### WHAT TO WORK ON
The word "status" turns up on some lines of this data; say how many, and give no other text.

### Collected data
============

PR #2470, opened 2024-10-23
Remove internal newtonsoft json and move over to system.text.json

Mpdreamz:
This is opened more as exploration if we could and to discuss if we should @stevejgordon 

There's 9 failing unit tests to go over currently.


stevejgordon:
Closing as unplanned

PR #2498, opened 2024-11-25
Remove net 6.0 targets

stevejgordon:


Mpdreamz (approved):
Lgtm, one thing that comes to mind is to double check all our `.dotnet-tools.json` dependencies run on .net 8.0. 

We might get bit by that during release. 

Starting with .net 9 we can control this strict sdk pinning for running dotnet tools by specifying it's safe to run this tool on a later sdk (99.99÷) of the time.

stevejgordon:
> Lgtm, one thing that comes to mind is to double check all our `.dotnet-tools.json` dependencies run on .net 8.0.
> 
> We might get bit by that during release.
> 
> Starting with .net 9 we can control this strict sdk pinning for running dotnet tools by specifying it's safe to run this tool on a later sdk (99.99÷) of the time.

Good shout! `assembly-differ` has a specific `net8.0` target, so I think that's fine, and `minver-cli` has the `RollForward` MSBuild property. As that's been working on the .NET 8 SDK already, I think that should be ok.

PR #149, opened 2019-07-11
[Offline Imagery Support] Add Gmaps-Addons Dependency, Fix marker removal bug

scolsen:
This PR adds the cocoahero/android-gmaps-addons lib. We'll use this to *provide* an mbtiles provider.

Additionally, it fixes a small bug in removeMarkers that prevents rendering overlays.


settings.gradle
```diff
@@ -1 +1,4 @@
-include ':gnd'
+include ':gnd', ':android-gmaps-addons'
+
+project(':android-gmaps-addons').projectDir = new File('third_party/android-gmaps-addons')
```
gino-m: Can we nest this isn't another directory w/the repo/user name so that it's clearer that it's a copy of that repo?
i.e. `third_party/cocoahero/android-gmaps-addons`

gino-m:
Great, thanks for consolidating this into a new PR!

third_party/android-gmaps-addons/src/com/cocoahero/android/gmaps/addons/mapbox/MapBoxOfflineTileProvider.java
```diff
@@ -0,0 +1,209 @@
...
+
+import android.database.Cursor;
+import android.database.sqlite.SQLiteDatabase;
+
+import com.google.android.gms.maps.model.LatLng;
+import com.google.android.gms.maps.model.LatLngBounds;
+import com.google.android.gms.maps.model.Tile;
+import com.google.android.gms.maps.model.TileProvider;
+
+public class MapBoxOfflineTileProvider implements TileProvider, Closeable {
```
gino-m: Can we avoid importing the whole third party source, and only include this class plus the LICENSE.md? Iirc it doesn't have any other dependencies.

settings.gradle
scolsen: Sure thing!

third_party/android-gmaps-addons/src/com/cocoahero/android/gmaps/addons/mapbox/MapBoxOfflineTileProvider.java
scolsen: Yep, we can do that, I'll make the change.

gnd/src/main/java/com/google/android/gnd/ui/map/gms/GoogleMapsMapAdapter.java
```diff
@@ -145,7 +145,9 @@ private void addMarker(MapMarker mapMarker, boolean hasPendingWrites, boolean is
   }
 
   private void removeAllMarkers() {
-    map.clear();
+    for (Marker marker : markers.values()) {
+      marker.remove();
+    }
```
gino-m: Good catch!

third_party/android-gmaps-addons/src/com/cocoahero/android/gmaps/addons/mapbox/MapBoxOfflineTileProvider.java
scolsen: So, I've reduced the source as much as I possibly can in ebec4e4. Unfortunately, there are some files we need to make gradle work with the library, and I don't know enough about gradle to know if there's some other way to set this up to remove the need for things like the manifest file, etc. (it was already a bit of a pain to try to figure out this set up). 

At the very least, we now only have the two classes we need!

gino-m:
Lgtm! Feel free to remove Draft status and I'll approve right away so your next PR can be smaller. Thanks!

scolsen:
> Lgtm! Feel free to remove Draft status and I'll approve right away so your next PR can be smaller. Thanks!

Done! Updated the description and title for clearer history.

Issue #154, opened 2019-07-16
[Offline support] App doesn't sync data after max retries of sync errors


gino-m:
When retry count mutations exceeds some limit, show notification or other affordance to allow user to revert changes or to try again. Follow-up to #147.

============

### RESULT OF THE TASK
2